Tomorrow there is an election to appoint a new president of FIFA. There are two candidates, current president Sepp Blatter and “prince” Ali bin Hussein. Two days before the election Swiss police arrested some FIFA executives following investigations by US police into allegations of bribery and corruption related to FIFA activities.
Why is the legal action being taken now?
The marvellously-named Chuck Blazer, a former FIFA executive and a US citizen, who looks like an alcoholic, obese Santa Claus, has “assisted” the FBI to acquire evidence against his former FIFA colleagues, including gathering evidence while still an executive. Blazer’s motivation is, clearly, not a product of a moral desire to do the right thing; he has not been overwhelmed by a (united) passion to put integrity first. Blazer merely has some scores to settle. His bruised ego needs a massage.
The FBI are very willing to play along because a criminal case of such magnitude as this would be will generate huge income for the US legal system.
Look at me, I have an opinion
The reaction to the arrests and to the statement from the US attorney general Loretta Lynch, (Lynch statement), wherein she made a series of allegations presented as if they are facts, has been woefully predictable.

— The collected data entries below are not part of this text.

PR #1140, opened 2022-05-08
Update base.po

roxfr:
Hello,
Here is the update for the French translation.
Regards,
Roxfr

### DIFF
--- a/archinstall/locales/fr/LC_MESSAGES/base.po
+++ b/archinstall/locales/fr/LC_MESSAGES/base.po
@@ -9,109 +9,179 @@ msgstr ""
 "MIME-Version: 1.0\n"
 "Content-Type: text/plain; charset=UTF-8\n"
 "Content-Transfer-Encoding: 8bit\n"
-"X-Generator: Poedit 3.0\n"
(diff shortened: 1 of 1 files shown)


Torxed:
@svartkanin Would it make sense to move all strings into a "language source file", so we don't have to update the base.po files every time we move source code around? Or would that just complicate things a bit too much?

svartkanin:
@Torxed as I understand the gettext module, it will use the specified string in the text as a msg_id. So if that gets moved around in the code, then it shouldn't create a new entry in the .pot file for translation (I think), but I believe it will update that comment on top with the new location reference. I saw there's an option in the msgmerge command at least to turn off these comments.

However, if the string itself gets updated (fixing a typo for example) then there will inevitably be a new entry created because it is a new text essentially.

I'm not sure if a dedicated source file would help here, except for the generated comments, but we can try to turn those off.

Happy for alternative suggestions though :)

Torxed:
@svartkanin That's all i needed to hear to drop the idea hehe. Wouldnt be worth the very little if any gain it would give ^^ Good solid answer!

PR #1141, opened 2022-05-08
Update base.mo

roxfr:
Hello,
I would like to delete the .mo file in order to replace it with the new one.
Thank you.
Regards,
Roxfr


Torxed:
I don't think we need to delete it in order to update it.
You can simply push the new binary and it will replace it.

roxfr:
> I don't think we need to delete it in order to update it. You can simply push the new binary and it will replace it.

Hi,
I think I have successfully modified this query.
Thank you.
Roxfr

Torxed:
Good job and thank you!

PR #1145, opened 2022-05-08
Added portuguese language and generated files

CatKinKitKat:
Added portuguese language to locales and generated the files with the included .sh script

No problems detect on an VM using archinstall


svartkanin:
@CatKinKitKat thanks for the contribution!
There was another PR that got merged with some changes regarding the format of the base.pot file amd the subsequent.po files. Essentially removing the comments:)

Would you mind rerunning it on your end, I can also raise a PR against your branch if you like

PR #1152, opened 2022-05-09
Introduce ctrl+c and other bug fixes

### LINKED ISSUE #1130: Make Ctrl-C clear the menu option - and Esc to only back out of menu's
As pointed out in both [video format](https://www.youtube.com/watch?v=OtWWLN3wGNE) and in the [comments of the video](https://www.youtube.com/watch?v=OtWWLN3wGNE&lc=UgwWywhBjWoGfIvjard4AaABAg):

> ESC should just bring you back to previous screen. To reset, Ctrl+C

I think that makes sense so I'll post it here so we can track it.

svartkanin:
@Torxed this is big :) 

- Fix #1130:
    - Introduce the ctrl+c as a reset option for certain sub-menus (mainly those with multi-select)
    - I updated all occurrences of Menu(...) and I hope I didn't miss any
- Fix bug when exporting configuration files via the `Save configuration -> All` then the disk layout was not exported should now be fixed
- Fix profile selection
    - The profile selection was buggy (and may still be) but essentially when selecting profile server for example, exiting and then changing the selection to desktop, the previous server selection was not reset 
    - I tried to monkey patch it as good as I could and I tested the flows and :crossed_fingers: I didn't miss anything but this should be rewritten to something more maintainable
- Changed the audio selection of `none` to string `No audio server`
- I enabled the locale selections by default in the guided.py (let me know if it's more desirable to leave them hidden under --advanced)


Torxed:
Legendary! :D
I think you managed to squash almost everything mentioned in the reviews! Huge thanks!

svartkanin:
Most things I found annoying myself so it was a relief ;)

PR #1153, opened 2022-05-09
Set the unicode cyrillic font by default

### LINKED ISSUE #1138: Cyrillic problems (?)
I decided to test new translation and got this 
Снимок экрана от 2022-05-06 17-47-09

svartkanin:
Fix #1138 
This should not have any impact any other displayed text but will enable Cyrillic characters by default.

### DIFF
--- a/archinstall/__init__.py
+++ b/archinstall/__init__.py
@@ -55,6 +55,10 @@ storage['__version__'] = __version__
 DeferredTranslation.install()
 
 
+def set_unicode_font():
+	SysCommand('setfont UniCyr_8x16')
+
+
 def define_arguments():
 	"""
 	Define which explicit arguments do we allow.
@@ -242,6 +246,9 @@ def post_process_arguments(arguments):
 
 	load_config()
 
+
+# to ensure that cyrillic characters work in the installer
+set_unicode_font()
 
 define_arguments()
 arguments = get_arguments()


Torxed:
Do we need to revert it if they change back to English?
Or are we fine with this being a one way transaction for now? :)

svartkanin:
@Torxed As I understand the font, it's universal, so it will include English as well as Cyrillic character sets. I don't see any downside in having this set generally
I tested it on the ISO and locally and there's no issues I could identify with English having it enabled :)

Torxed:
That's good news, merged! Good job as always!

Torxed:
c94c8cee-a623-4603-84c1-6b52182b7d48


This is running latest `releng` of archiso.
I think we're missing the font in the base packages?

If there's no way around it, I can ask if we can include a solution

svartkanin:
@Torxed apologies, I did test this on the iso in a vm and that worked fine :(

svartkanin:
@Torxed I gave this another shot and it does work for me, so I'm very confused now. 
- Downloaded the latest ISO
- Created a new VM with the ISO
- Cloned master
- Uncomment settting cyrillic unicode font
- Run with `python -m archinstall` 
- No error 

Am I missing here something?

svartkanin:
This one here seems to include it https://archlinux.org/packages/core/x86_64/kbd/files/
and it's present in the ISO 
```
$ pacman -Q kbd
kbd 2.4.0-2
```

Torxed:
I'll give it a try as well again, this was reported by another user. hmm..

PR #1345, opened 2020-02-25
Anchorjs style and removal of duplicate anchor tags

stdavis:
I removed the underline text decoration on the link icons. I also noticed that anchorjs was creating duplicate anchor tags on some pages so I removed those as well.


steveoh:
Did you remove all of the anchor--link items?

stdavis:
Yes, I did this:

image

And then I searched for `anchor--link` and didn't get any results.

PR #1381, opened 2020-04-23
feat: featurey policy

steveoh:
securityheaders.io


steveoh:
image

steveoh:
@stdavis let me know if you notice anything weird with this. I think it should all be ok.

PR #1383, opened 2020-04-28
April updates - round 1

ZachBeck:
Box Elder, Carbon, Davis, Utah, Wasatch, Weber Counties


steveoh:
@ZachBeck do you mind downloading the address points from open data today, and then after the feature layer is updated with these updates, download them again to see if the cache was updated please?

ZachBeck:
No problem

PR #1386, opened 2020-05-04
UTA stops and routes, spring update

ZachBeck:


steveoh:
as you do updates do you want to start migrating to open data for downloads?

PR #1387, opened 2020-05-04
open data downloads for bus stops and routes

ZachBeck:
I might have butchered this one


steveoh:
@jacobdadams will you comment when your script fixes this datasets name please.

PR #1419, opened 2020-06-11
Rkelson patch 1

rkelson:
add links to 3 pages to story map


steveoh:
Your build is fine. i added some plugins not realizing they were active and the build timed out.

PR #1427, opened 2020-06-24
Roadupdate june2020

gregbunce:
draft pr to check the if the collapsible section works in the 911 data page.  note: keep in draft mode until all data is loaded to google drive for download links.


data/911/index.html
```diff
@@ -17,33 +17,37 @@
...
-    - April 12, 2018
-    - March 16, 2018
-    - February 14, 2018
-    - February 6, 2018
-    - January 19, 2018
-    - January 04, 2018
-    - December 18, 2017
+  updated:
+    - June 24, 2020
+    <details>
```
steveoh, line 22: **thought**: i think this should work as it's an html5 feature

data/911/index.html
```diff
@@ -17,33 +17,37 @@
...
+      - August 14, 2018
+      - June 27, 2018
+      - May 30, 2018
+      - April 12, 2018
+      - March 16, 2018
+      - February 14, 2018
+      - February 6, 2018
+      - January 19, 2018
+      - January 04, 2018
+      - December 18, 2017
```
steveoh, line 49: **thought**: i do have a hard time think of reasons to how these old dates provide value

data/911/index.html
gregbunce: i guess it bombed.  maybe b/c it's part of a list item?  ... but, no biggie.  i'm also thinking of removing all the previous dates.  the only reason i leave them is to show we've been updating the ng911 db monthly for X amount of time.

data/911/index.html
gregbunce: see comment above.  but, it looks terrible on the data page.  i might just remove them and put a note in the data description.  i think I'll go that route.

data/911/index.html
steveoh: Ohhh yes, because this is in the front matter. I think you should update the include to add this as a feature! What do you think?

gregbunce: front matter... that's the term i was reaching for.  i bet you're right.  i just axed it in my past commit.  it's kind of overkill.  but, i like the idea of the collapsible list.  i'll probably use it at one point.  thanks for the feedback and troubleshooting.

gregbunce: also, could have bombed b/c i changed the include keyword (for lack of a better term) from "updates" to "updated".  maybe i'll mess with more and use it as a feature on something else when i have more time.

steveoh:
Did you want to migrate this to open data downloads instead of drive while you're making these edits?

gregbunce:
yeah, we may as well add the agol links to roads and trails.  is this what i need to do?
`  endpoints:
    - url: https://utah.maps.arcgis.com/home/item.html?id=XXXXXXXXXXXXXXXX
      label: ArcGIS Online Feature Layer`

gregbunce:
i can't recall.  i don't think i did it last time.

gregbunce:
holy moly, the data is finally updated!  pr is ready.

PR #1436, opened 2020-07-02
Monuments and marker addition

ZachBeck:
This only links to a gdb download. The only way I could think of to link to gdb and shp downloads is to link directly to the open data page.

### DIFF
--- a/data/history/index.html
+++ b/data/history/index.html
@@ -19,9 +19,9 @@ categories: []
       <td>The geographic extent of the Lake Bonneville shoreline.</td>
     </tr>
     <tr>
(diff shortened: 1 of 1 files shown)


stdavis:
You could make two separate links, couldn't you?

ZachBeck:
Would both the links be in the product name area? I'm not sure if I follow.

stdavis:
You could do something like this:
```html
<td>
	Markers and Monuments (<a href="https://opendata.arcgis.com/datasets/63de4118823e4e3eba943ca43caefc72_0.gdb">File GDB</a>, 
	<a href="https://opendata.arcgis.com/datasets/63de4118823e4e3eba943ca43caefc72_0.zip">Shapefile</a>)
</td>
```

PR #1442, opened 2020-07-09
direct trail data links to open data

gregbunce:
and remove google drive links


gregbunce:
it looks good to me - ready for review.

PR #1459, opened 2020-07-29
point landownership data link to sgid opendata

gregbunce:
i was able to work with SITLA and get their AGOL dataset exposed in SGID Open Data.  aka: the backend data on SGID Open Data is SITA's AGOL data.

### DIFF
--- a/README.md
+++ b/README.md
@@ -161,7 +161,8 @@ Item:
   hub:
     name: ArcGIS Online name exactly eg Utah Address Points
     item_id: the item id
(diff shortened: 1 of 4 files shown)


gregbunce:
i tested it on org and non-org hub links and it's working as expected. 
Thanks for the assistance and learning experience on this one @steveoh (if i was doing it locally i would have had all those commits from you).

Also, just a side note: i'm off for the rest of day and will return this coming Monday.  

thanks!

PR #1469, opened 2020-08-11
add link to large image

rkelson:
This page was created many years ago and I think some things got lost when we migrated to the GitPages? It most likely will be used in an article the NRCS will be creating about Lidar. I am making some quick changes should I not get time to revamp the page and images by the time the article rolls out. I will know more about the time frame thurs 8/13.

Former footballer and current UEFA president Michel Platini asked Sepp Blatter to resign, seemingly forgetting that there is an election tomorrow, Tory MP and minister for culture John Whittingdale resurrected Joseph McCarthy and urged sponsors to withdraw their money from FIFA, and FA chairman Greg Dyke stated that he thinks the arrests will assist Ali bin Hussein’s chance of winning the election, despite Blatter’s continuing support throughout most of the world.
The British sports media have indulged in a circle jerk of frenzied supercilious pomposity, every ex-player who can persuade a broadcaster to offer him a fee for a bet on the horses has garbled out some incoherent drivel and Labour’s spokesperson for sport Chris Bryant said that he supports the possibility of fans and players being deprived of the opportunity of seeing England compete at the next two world cups.
All the commentary, sparked into life by allegations made the US police, conveniently sets aside the fact that there is an election tomorrow for FIFA president, it seeks to quash any note of the support Blatter has throughout south and central America, Asia and Africa, that is, most the world, it accepts the allegations made by an embittered egoist called Chuck Blazer via the FBI as statements of fact, and it fails to acknowledge that, with or without any inappropriate persuasion, Russia and Qatar would have won the votes to stage the world cups in 2018 and 2022 respectively.
The result of the election for the president of FIFA tomorrow is unlikely to be affected by the arrests and the associated melodramatic commentary. FIFA delegates who intended to vote for Blatter will do so and those who favoured bin Husein will vote for him. The film of black-clad agents with the letters FBI on their backs ransacking FIFA offices will have strengthened support for Blatter outside of the Euro/US-centric blinkered viewpoint.
Desperate calls for Blatter to resign, before or after being re-elected, from the European administrators is an admittance on their part that, despite their much greater football wealth, they cannot persuade most of the remainder of the world to vote how the Europeans would like. And, as European history will attest, if a European administrator fails at persuasion then he resorts to bullying, bypassing democracy and whingeing.
It was hysterically absurd to hear the Tory prime minister and his minions bleat on about FIFA’s “corruption” a day after the Tory government spewed out a queen’s speech that ignored rampant tax-evasion and targeted the weakest and poorest as well as denying justice and rights. Cameron asks Blatter to resign and step aside to allow a prince to assume command; Cameron, a cousin of the queen, will always favour royalty.
Bitter old men with big egos
The activities described by the allegations against the FIFA executives are normal procedure. If FIFA or any other sports administrative body doesn’t want to encourage a spot of bribery then why the hell have a bidding process? Such a process requires persuasion by one talentless over-ambitious egotistical fool to another talentless over-ambitious egotistical fool. It’s a silly game. Chuck Blazer didn’t want to play anymore so he told tales.
Blatter, Platini, Dyke, Blazer and the rest of the international football administrators are hewn from the same template. Nothing thrills them more than childish one-upmanship over another of their clan. Again, this is normal behaviour for an international sports administrative body.
And so on
Blatter will be re-elected and carry on doing things his way, Platini, Dyke and others will continue to remind everyone they exist by offering sporadic pseudo-passionate criticisms of FIFA, the US legal system will rake it in over several tedious years, politicians will point a finger at FIFA now and then to distract from their own inadequacies and filth, the privately-educated mob of so-called football journalists will ride bareback on their high horses, and so on.